Given data
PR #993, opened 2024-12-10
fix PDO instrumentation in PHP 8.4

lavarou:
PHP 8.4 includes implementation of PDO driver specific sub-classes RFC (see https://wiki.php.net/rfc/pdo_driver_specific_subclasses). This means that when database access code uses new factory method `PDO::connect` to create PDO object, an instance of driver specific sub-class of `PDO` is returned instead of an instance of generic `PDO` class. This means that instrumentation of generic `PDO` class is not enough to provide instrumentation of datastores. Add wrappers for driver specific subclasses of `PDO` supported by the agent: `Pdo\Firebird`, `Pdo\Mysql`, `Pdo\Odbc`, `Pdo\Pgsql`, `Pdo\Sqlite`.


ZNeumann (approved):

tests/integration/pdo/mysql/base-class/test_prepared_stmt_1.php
==
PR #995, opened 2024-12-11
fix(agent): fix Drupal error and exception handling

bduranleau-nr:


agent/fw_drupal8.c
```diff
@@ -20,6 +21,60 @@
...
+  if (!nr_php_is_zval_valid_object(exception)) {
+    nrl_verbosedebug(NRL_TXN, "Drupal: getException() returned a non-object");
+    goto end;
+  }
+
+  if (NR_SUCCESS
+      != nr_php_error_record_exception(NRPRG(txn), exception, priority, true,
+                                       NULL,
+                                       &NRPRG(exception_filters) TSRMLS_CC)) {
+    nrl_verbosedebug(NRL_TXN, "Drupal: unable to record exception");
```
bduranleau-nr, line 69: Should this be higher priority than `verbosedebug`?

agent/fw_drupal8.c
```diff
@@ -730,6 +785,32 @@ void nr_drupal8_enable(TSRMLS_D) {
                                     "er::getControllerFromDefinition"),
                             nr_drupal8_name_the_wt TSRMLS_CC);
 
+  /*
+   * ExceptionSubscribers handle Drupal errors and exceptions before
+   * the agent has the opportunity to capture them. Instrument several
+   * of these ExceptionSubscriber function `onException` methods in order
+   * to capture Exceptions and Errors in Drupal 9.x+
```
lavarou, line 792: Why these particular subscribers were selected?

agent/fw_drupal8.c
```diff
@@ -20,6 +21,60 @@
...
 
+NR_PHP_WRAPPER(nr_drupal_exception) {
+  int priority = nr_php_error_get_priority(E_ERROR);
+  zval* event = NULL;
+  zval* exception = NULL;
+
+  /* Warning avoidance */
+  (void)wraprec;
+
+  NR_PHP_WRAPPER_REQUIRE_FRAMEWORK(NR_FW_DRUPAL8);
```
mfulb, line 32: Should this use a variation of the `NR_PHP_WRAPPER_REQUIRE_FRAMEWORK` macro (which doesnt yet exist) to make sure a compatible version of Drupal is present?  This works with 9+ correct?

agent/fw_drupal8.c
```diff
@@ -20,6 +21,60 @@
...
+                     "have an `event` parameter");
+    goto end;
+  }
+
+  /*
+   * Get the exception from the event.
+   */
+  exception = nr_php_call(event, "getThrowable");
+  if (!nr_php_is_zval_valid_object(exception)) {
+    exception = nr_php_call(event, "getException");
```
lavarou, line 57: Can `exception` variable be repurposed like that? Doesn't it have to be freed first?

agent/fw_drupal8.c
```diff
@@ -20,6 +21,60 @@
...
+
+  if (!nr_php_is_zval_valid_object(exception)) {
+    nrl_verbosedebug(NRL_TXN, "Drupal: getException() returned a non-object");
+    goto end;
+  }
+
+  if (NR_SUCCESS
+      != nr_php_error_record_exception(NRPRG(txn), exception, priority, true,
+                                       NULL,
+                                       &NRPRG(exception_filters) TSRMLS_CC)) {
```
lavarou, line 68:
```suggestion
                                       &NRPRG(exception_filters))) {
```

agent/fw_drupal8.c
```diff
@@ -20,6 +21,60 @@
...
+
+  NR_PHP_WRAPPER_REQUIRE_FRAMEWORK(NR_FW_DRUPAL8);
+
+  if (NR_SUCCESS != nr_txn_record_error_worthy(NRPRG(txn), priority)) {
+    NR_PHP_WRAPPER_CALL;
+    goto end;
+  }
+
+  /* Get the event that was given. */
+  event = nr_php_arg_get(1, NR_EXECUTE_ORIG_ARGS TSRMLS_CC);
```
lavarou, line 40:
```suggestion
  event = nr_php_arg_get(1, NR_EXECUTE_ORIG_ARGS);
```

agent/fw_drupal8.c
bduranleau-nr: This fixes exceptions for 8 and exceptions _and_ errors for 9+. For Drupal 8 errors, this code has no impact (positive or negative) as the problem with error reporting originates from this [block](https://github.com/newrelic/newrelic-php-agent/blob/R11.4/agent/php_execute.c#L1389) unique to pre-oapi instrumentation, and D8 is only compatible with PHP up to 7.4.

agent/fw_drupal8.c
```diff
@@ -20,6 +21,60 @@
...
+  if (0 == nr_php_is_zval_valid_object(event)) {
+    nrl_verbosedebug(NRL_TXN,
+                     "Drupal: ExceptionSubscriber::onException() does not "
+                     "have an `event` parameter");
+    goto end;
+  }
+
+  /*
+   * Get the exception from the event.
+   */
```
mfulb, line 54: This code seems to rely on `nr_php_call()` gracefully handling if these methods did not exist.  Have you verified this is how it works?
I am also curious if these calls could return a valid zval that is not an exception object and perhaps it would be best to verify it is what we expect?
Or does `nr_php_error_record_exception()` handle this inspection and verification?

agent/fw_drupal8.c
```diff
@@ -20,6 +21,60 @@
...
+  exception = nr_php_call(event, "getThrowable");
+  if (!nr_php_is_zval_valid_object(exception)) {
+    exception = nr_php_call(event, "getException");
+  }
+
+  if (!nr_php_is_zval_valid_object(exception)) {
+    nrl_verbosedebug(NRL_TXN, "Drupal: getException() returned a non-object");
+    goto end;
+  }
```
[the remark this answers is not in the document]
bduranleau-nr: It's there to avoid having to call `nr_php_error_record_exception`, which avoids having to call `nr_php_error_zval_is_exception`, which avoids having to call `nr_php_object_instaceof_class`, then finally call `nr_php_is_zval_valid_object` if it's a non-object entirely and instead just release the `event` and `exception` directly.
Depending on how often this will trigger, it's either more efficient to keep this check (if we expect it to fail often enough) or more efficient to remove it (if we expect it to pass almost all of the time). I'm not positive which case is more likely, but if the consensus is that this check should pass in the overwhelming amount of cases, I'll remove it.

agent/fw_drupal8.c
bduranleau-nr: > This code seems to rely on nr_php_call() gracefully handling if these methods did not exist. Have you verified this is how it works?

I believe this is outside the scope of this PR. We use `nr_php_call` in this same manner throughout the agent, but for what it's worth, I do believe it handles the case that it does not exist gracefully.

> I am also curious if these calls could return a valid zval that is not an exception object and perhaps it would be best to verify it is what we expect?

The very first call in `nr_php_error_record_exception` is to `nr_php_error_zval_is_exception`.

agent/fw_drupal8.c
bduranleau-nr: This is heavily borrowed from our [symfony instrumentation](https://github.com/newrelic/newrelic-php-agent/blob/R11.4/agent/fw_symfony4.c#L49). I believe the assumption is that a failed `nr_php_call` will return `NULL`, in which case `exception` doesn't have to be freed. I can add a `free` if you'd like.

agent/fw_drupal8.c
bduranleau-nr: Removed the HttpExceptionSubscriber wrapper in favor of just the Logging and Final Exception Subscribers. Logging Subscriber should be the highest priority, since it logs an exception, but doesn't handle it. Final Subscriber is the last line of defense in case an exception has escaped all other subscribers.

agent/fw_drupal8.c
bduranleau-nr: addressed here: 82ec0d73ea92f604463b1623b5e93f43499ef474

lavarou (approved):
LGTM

Problem requirements
Throughout the material above, find each line with "onException" and return it.

Answer to this exercise
+   * of these ExceptionSubscriber function `onException` methods in order
+                     "Drupal: ExceptionSubscriber::onException() does not "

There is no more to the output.